Adriana Helbig

"My first book, titled, Hip Hop Ukraine: Music, Race and African Migration (Indiana University Press, 2014) is the first ethnographically based analysis of hip-hop in Ukraine and stems from long-term research among Ukrainian and African musicians in Ukraine and Uganda. The book incorporates ethnomusicological and ethnographic analysis in the growing research on migrants in Ukraine, which receives the fourth-largest number of migrants after the United States, Canada, and the Russian Federation. It contributes to research on African diasporas and sheds light on experiences of African migrants and student populations in the former Soviet Union through an analysis of Cold War discourse on race in music performance. The book is also the first ethnographic account of African musicians in a postsocialist society. It examines how U.S. popular music is interpreted and appropriated in East Africa, the birthplace of the majority of African migrants living in Ukraine. This multi-sited ethnography draws connections with Ukrainian musicians’ appropriations of U.S. hip hop styles with the hip hop ideologies of musicians in countries such as Uganda. It speaks in particular to scholars of hip hop who increasingly analyze the genre’s influence beyond the U.S. It shows how numerous interpretations of U.S. hip hop (East African, postsocialist) engage with each other in other parts of the world.
 
I have continued to contribute to the growing conversation on global hip-hop by co-editing a volume titled Hip Hop at Europe’s Edge:Music, Agency and Social Change (Indiana University Press, 2017) with sociologist Milosz Miszczynski. The book features 16 chapters written by scholars in Eastern Europe on the role hip hop plays in social movements, politics, and identity negotiations. More than 20 years after socialist collapse, the former Eastern Bloc countries are as dissimilar as ever. There has been a war in the Balkans. Czechoslovakia has split into two countries—the Czech Republic and Slovakia. Poland, Hungary, Bulgaria, and Romania have entered the European Union. Russia has used military might against Georgia and Ukraine. Pre-socialist histories are shaping post-socialist narratives. The edited volume offers country-based analyses of hip hop histories in Eastern Europe and does so in relation to the complex historical, economic, social, and political realities that determined how hip hop has been appropriated, and where, why, and by whom it is deemed a source of agency and identity.
 
My current book project Romani Music and Development Aid in Post-Soviet Ukraine analyzes the impact of international development aid on two generations of rural and urban Romani musicians in Ukraine.

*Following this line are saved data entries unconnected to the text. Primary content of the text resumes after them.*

Issue #175, opened 2026-07-07
[BUG] Edge_subgraph fails due to implicitly caring about edge directionality on undirected graphs


JoeyT1994:
In the current version of the library (0.12), `edge_subgraph(g::NamedGraph, es::AbstractVector)` is returning incorrect results.

For instance the last assertion here fails. 

```
using NamedGraphs
using NamedGraphs.NamedGraphGenerators: named_hexagonal_lattice_graph
using NamedGraphs: NamedEdge, edges
using NamedGraphs.GraphsExtensions: edge_subgraph

g = named_hexagonal_lattice_graph(3, 3)
#Ring of six edges in the graph
es = NamedEdge.([(1, 1) => (2, 1), (2, 1) => (3, 1), (3, 1) => (3, 2), (2, 2) => (3, 2), (1, 2) => (2, 2), (1, 1) => (1, 2)])

#They are all in `g` (and specified in the correct direction)
@assert all([e ∈ edges(g) for e in es])

#Build the subgraph from these edges
eg = edge_subgraph(g,es)

#But now one of them is missing from the subgraph they induce...
@assert length(edges(eg)) == length(es)
```
but passes on older versions of the library (0.7 for instance).

This appears to be due to the fact that internally in `edge_subgraph` the call to  `_g = subgraph(g, vs)` builds a subgraph with edges that may be defined in reverse compared to the original graph `g` and then the edge subgraph is built by removing a `setdiff(edges(g), es)` from `_g` which cares about edge directionality.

Drawing on 15 years of ethnographic research among non-governmental organizations working with Romani musicians, this project theorizes the ways music has shaped Romani identity politics in post-Soviet society. Specifically, it analyzes the ways development aid has facilitated social mobility and class formation and examines the impact such changes have had on musical repertoires of urban Roma elites and impoverished Roma in rural contexts.This book also builds on my extensive work as a human rights activist, applied ethnomusicologist, researcher and a professor. Since coming to the University of Pittsburgh in 2008, I have worked with countless students on issues of equality relating to the intersection of music and race, gender, class, disability, and sexuality. I have led Romani music-themed study abroad programs to Central and Eastern Europe and have involved our students in social movements abroad. I have also brought numerous musicians, including the late Esma Redzepova, for performances at the University of Pittsburgh and have used the Carpathian Music Ensemble, which I directed and led from 2008-2018, to draw student attention to the relationship between music, politics, and cultural rights. The dissertations I lead are guided by interests in social equality and global consciousness. I welcome working with students interested in all genres of music who wish to use scholarship for positive social change."